__What this task involves__. Return every line below exactly, leaving nothing out.
** Supplied data follows **
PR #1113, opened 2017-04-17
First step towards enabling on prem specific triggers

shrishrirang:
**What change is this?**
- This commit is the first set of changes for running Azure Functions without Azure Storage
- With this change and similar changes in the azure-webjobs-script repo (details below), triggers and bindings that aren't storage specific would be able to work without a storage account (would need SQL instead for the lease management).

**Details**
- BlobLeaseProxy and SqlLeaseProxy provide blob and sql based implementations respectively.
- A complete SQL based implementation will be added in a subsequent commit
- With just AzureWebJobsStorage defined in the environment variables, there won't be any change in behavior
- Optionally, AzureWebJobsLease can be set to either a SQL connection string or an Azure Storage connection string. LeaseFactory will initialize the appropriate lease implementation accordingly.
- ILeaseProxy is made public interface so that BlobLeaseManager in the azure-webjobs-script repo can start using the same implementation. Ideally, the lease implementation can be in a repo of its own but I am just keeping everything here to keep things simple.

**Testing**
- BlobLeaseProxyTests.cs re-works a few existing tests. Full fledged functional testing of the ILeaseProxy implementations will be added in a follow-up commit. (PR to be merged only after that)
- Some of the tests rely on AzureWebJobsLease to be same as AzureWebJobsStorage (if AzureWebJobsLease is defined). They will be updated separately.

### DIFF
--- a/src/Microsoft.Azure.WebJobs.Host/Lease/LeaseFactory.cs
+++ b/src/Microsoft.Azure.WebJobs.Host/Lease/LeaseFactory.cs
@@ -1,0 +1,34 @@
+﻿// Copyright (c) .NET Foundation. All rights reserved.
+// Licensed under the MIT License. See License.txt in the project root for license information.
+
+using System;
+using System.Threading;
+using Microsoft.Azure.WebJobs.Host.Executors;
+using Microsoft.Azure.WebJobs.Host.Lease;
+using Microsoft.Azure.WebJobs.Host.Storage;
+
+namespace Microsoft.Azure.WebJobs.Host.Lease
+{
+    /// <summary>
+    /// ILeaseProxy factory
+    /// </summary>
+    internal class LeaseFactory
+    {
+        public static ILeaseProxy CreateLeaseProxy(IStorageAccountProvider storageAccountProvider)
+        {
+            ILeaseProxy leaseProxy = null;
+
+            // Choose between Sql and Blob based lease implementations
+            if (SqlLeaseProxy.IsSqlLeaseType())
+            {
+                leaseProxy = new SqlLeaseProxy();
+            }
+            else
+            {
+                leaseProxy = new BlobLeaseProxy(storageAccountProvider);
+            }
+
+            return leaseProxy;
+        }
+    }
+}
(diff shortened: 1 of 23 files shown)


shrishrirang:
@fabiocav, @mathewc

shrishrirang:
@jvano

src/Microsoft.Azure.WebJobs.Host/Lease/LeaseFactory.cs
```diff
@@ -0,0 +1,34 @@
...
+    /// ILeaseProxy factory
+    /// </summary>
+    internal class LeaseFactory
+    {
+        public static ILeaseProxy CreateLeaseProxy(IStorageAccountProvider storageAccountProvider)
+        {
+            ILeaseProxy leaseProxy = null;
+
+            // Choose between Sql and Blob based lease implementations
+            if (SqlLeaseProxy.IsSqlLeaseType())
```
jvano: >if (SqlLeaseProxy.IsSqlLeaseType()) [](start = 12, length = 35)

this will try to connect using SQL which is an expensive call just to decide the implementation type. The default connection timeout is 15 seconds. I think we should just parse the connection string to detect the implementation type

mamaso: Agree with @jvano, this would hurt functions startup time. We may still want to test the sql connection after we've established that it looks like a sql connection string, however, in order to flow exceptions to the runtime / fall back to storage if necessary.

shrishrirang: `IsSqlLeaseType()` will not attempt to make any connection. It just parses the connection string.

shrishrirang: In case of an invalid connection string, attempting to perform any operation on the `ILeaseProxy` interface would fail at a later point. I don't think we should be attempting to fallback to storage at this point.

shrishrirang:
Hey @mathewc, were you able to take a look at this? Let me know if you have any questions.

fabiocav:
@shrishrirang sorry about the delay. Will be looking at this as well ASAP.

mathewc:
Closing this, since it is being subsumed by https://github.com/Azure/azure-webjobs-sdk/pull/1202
** End of Supplied data **
__Reply to the task__.
PR #1113, opened 2017-04-17
First step towards enabling on prem specific triggers

shrishrirang:
**What change is this?**
- This commit is the first set of changes for running Azure Functions without Azure Storage
- With this change and similar changes in the azure-webjobs-script repo (details below), triggers and bindings that aren't storage specific would be able to work without a storage account (would need SQL instead for the lease management).

**Details**
- BlobLeaseProxy and SqlLeaseProxy provide blob and sql based implementations respectively.
- A complete SQL based implementation will be added in a subsequent commit
- With just AzureWebJobsStorage defined in the environment variables, there won't be any change in behavior
- Optionally, AzureWebJobsLease can be set to either a SQL connection string or an Azure Storage connection string. LeaseFactory will initialize the appropriate lease implementation accordingly.
- ILeaseProxy is made public interface so that BlobLeaseManager in the azure-webjobs-script repo can start using the same implementation. Ideally, the lease implementation can be in a repo of its own but I am just keeping everything here to keep things simple.

**Testing**
- BlobLeaseProxyTests.cs re-works a few existing tests. Full fledged functional testing of the ILeaseProxy implementations will be added in a follow-up commit. (PR to be merged only after that)
- Some of the tests rely on AzureWebJobsLease to be same as AzureWebJobsStorage (if AzureWebJobsLease is defined). They will be updated separately.

### DIFF
--- a/src/Microsoft.Azure.WebJobs.Host/Lease/LeaseFactory.cs
+++ b/src/Microsoft.Azure.WebJobs.Host/Lease/LeaseFactory.cs
@@ -1,0 +1,34 @@
+﻿// Copyright (c) .NET Foundation. All rights reserved.
+// Licensed under the MIT License. See License.txt in the project root for license information.
+
+using System;
+using System.Threading;
+using Microsoft.Azure.WebJobs.Host.Executors;
+using Microsoft.Azure.WebJobs.Host.Lease;
+using Microsoft.Azure.WebJobs.Host.Storage;
+
+namespace Microsoft.Azure.WebJobs.Host.Lease
+{
+    /// <summary>
+    /// ILeaseProxy factory
+    /// </summary>
+    internal class LeaseFactory
+    {
+        public static ILeaseProxy CreateLeaseProxy(IStorageAccountProvider storageAccountProvider)
+        {
+            ILeaseProxy leaseProxy = null;
+
+            // Choose between Sql and Blob based lease implementations
+            if (SqlLeaseProxy.IsSqlLeaseType())
+            {
+                leaseProxy = new SqlLeaseProxy();
+            }
+            else
+            {
+                leaseProxy = new BlobLeaseProxy(storageAccountProvider);
+            }
+
+            return leaseProxy;
+        }
+    }
+}
(diff shortened: 1 of 23 files shown)


shrishrirang:
@fabiocav, @mathewc

shrishrirang:
@jvano

src/Microsoft.Azure.WebJobs.Host/Lease/LeaseFactory.cs
```diff
@@ -0,0 +1,34 @@
...
+    /// ILeaseProxy factory
+    /// </summary>
+    internal class LeaseFactory
+    {
+        public static ILeaseProxy CreateLeaseProxy(IStorageAccountProvider storageAccountProvider)
+        {
+            ILeaseProxy leaseProxy = null;
+
+            // Choose between Sql and Blob based lease implementations
+            if (SqlLeaseProxy.IsSqlLeaseType())
```
jvano: >if (SqlLeaseProxy.IsSqlLeaseType()) [](start = 12, length = 35)

this will try to connect using SQL which is an expensive call just to decide the implementation type. The default connection timeout is 15 seconds. I think we should just parse the connection string to detect the implementation type

mamaso: Agree with @jvano, this would hurt functions startup time. We may still want to test the sql connection after we've established that it looks like a sql connection string, however, in order to flow exceptions to the runtime / fall back to storage if necessary.

shrishrirang: `IsSqlLeaseType()` will not attempt to make any connection. It just parses the connection string.

shrishrirang: In case of an invalid connection string, attempting to perform any operation on the `ILeaseProxy` interface would fail at a later point. I don't think we should be attempting to fallback to storage at this point.

shrishrirang:
Hey @mathewc, were you able to take a look at this? Let me know if you have any questions.

fabiocav:
@shrishrirang sorry about the delay. Will be looking at this as well ASAP.

mathewc:
Closing this, since it is being subsumed by https://github.com/Azure/azure-webjobs-sdk/pull/1202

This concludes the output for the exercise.